Asia

Koreas restart operations at Kaesong industrial zone

  • 16 September 2013
  • From the section Asia

South Korean workers have returned to the Kaesong industrial park in North Korea, five months after work was halted amid high political tension.

Trucks and cars began crossing the border into North Korea at exactly 08:00 (23:00 GMT Sunday).

More than 800 South Koreans were due to cross to the jointly-run centre for what is being called a trial restart.

The zone, just inside North Korea, is home to 123 South Korean factories that employ more than 50,000 North Koreans.

It is the last functioning inter-Korean joint project and a key source of revenue for Pyongyang.

But the North withdrew all of its workers in April, as ties between the two Koreas deteriorated in the wake of Pyongyang's 12 February nuclear test.

Reopening the complex has taken months of negotiation.

Joint management

South Korea's Unification Ministry said a total of 820 managers and workers planned to cross into the complex on Monday, with 400 to stay there overnight.

They will be inspecting production facilities to assess how quickly a full restart can be implemented after five months of inactivity.

The restart is being described as a trial but more than half of the South Korean companies had asked North Korean employees to report for work, the ministry said.

Negotiations on resuming operations at the complex faltered for weeks on South Korea's insistence that safeguards must be in place to prevent any future unilateral shut-down of the site by North Korea.

But the two sides have now set up a joint management committee to run operations at Kaesong, which last week set a restart date for the complex.

The committee has also reached agreement on smoother access to the site for South Koreans by expanding permitted border crossing times and is negotiating about improving communications there.

The Koreas have also agreed to open the site to foreign investors - a move seen as making it harder for North Korea to unilaterally close the complex again.

South Korean firms will be exempt from taxes for the rest of the year, to offset losses incurred while the complex was closed.

But some local businessmen remain worried about the risks of doing business with Pyongyang.

"Honestly, I still feel a bit nervous, because you never know whether the North will change its mind in the future," a textile company manager told the French news agency AFP. "Who knows if a crisis like this won't happen again?" he said.

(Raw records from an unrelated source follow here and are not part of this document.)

PR #4802, opened 2021-04-09
Draw edge-to-edge

ivaniskandar:
Insets are handled by [Insetter](https://chrisbanes.github.io/insetter/) so it should be consistent across APIs.

The navigation bar color will only be set transparent when it's positioned on the bottom (e.g., on landscape orientation with non-gesture navbar won't be set transparent).

[portrait](https://user-images.githubusercontent.com/12537387/114224914-e7a0fc80-999b-11eb-9987-8d6b36f24885.png)
[landscape gesture 1](https://user-images.githubusercontent.com/12537387/114224630-8547fc00-999b-11eb-88d6-e9114bf64efd.png)
[landscape gesture 2](https://user-images.githubusercontent.com/12537387/114224754-b0325000-999b-11eb-88f5-73b73ac36fc5.png)
[landscape 3-button 1](https://user-images.githubusercontent.com/12537387/114224820-c5a77a00-999b-11eb-841e-3ab1617a5a24.png)
[landscape 3-button 2](https://user-images.githubusercontent.com/12537387/114225267-54b49200-999c-11eb-82e5-6ce296cdf5bb.png)

### DIFF
--- a/app/src/main/java/eu/kanade/tachiyomi/ui/main/MainActivity.kt
+++ b/app/src/main/java/eu/kanade/tachiyomi/ui/main/MainActivity.kt
@@ -2,11 +2,16 @@ package eu.kanade.tachiyomi.ui.main
 
 import android.app.SearchManager
 import android.content.Intent
+import android.graphics.Color
+import android.os.Build
 import android.os.Bundle
 import android.view.View
 import android.view.ViewGroup
 import android.widget.Toast
 import androidx.coordinatorlayout.widget.CoordinatorLayout
+import androidx.core.view.ViewCompat
+import androidx.core.view.WindowCompat
+import androidx.core.view.WindowInsetsCompat
 import androidx.core.view.isVisible
 import androidx.core.view.updateLayoutParams
 import androidx.lifecycle.lifecycleScope
@@ -18,6 +23,7 @@ import com.bluelinelabs.conductor.Router
 import com.bluelinelabs.conductor.RouterTransaction
 import com.google.android.material.appbar.AppBarLayout
 import com.google.android.material.behavior.HideBottomViewOnScrollBehavior
+import dev.chrisbanes.insetter.applyInsetter
 import eu.kanade.tachiyomi.BuildConfig
 import eu.kanade.tachiyomi.Migrations
 import eu.kanade.tachiyomi.R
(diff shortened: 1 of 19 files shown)


app/src/main/java/eu/kanade/tachiyomi/ui/main/MainActivity.kt
```diff
@@ -85,6 +91,35 @@ class MainActivity : BaseViewBindingActivity<MainActivityBinding>() {
         setContentView(binding.root)
         setSupportActionBar(binding.toolbar)
 
+        // Needs windowLightNavigationBar to avoid navbar icon contrast issue
```
arkon, line 94: Could potentially set a translucent (e.g. 50% opacity) background for lower versions.

arkon (commented):
This is great! I didn't realize the insetter library got a nice DSL too, but I definitely struggled to get it to work properly before, so I appreciate this a lot.

app/src/main/java/eu/kanade/tachiyomi/ui/main/MainActivity.kt
ivaniskandar: Ideally, with button navigation we should use translucent scrim like the default system behavior as stated [here](https://medium.com/androiddevelopers/gesture-navigation-going-edge-to-edge-812f62e4e83e), but the system-defined scrim is not fitting with the available color scheme (except light theme). And if we want to custom it, there's no official API to detect when gesture navigation with dynamic color adaptation is used.

I can add some hacky check I've used in other project, but it's proven to be broken on some devices.

For versions prior to Q, I'll try to use translucent scrims.

arkon: I was thinking just using the existing colours (white, blue, grey, black) but making them translucent, as the themes should already be handling the correct button colours.

We could leave this for a separate change too if you prefer (and if you're okay with actually making that change). This PR seems fine as-is.

ivaniskandar:
This applies to all versions prior to API 27
[API 21 default light with 54% md black scrim](https://user-images.githubusercontent.com/12537387/114257737-35455580-99ec-11eb-8195-9c5bea7897e0.png)
[API 21 light blue with 70% colorPrimary scrim](https://user-images.githubusercontent.com/12537387/114257648-a0daf300-99eb-11eb-9ae8-7418ebee4740.png)
[API 21 all dark themes with no scrim](https://user-images.githubusercontent.com/12537387/114257820-a4bb4500-99ec-11eb-9490-6439616238e9.png)

LGTM although I still prefer using translucent scrim on non-gesture navigation. This PR is good to go but if you want the translucent scrim I can add checks to apply it to all situations except when gesture nav is used.

arkon (approved):
LGTM. We could tweak it if there's any user feedback.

The shutdown was the first for the Kaesong complex since it was opened more than a decade ago.

It came during a period of very high tension on the Korean peninsula.

The 12 February nuclear test led to expanded UN sanctions which, along with an annual US-South Korean joint military drill, angered Pyongyang.

It threatened attacks on multiple targets in the region, prompting warnings - and displays of high-tech military hardware - from the US.

Tensions have eased somewhat in recent weeks, however.

The two Koreas have also recently agreed to hold the first reunion of families separated by the division of the peninsula after the 1950-53 Korean War later this month. It will be the first such reunion in 10 years.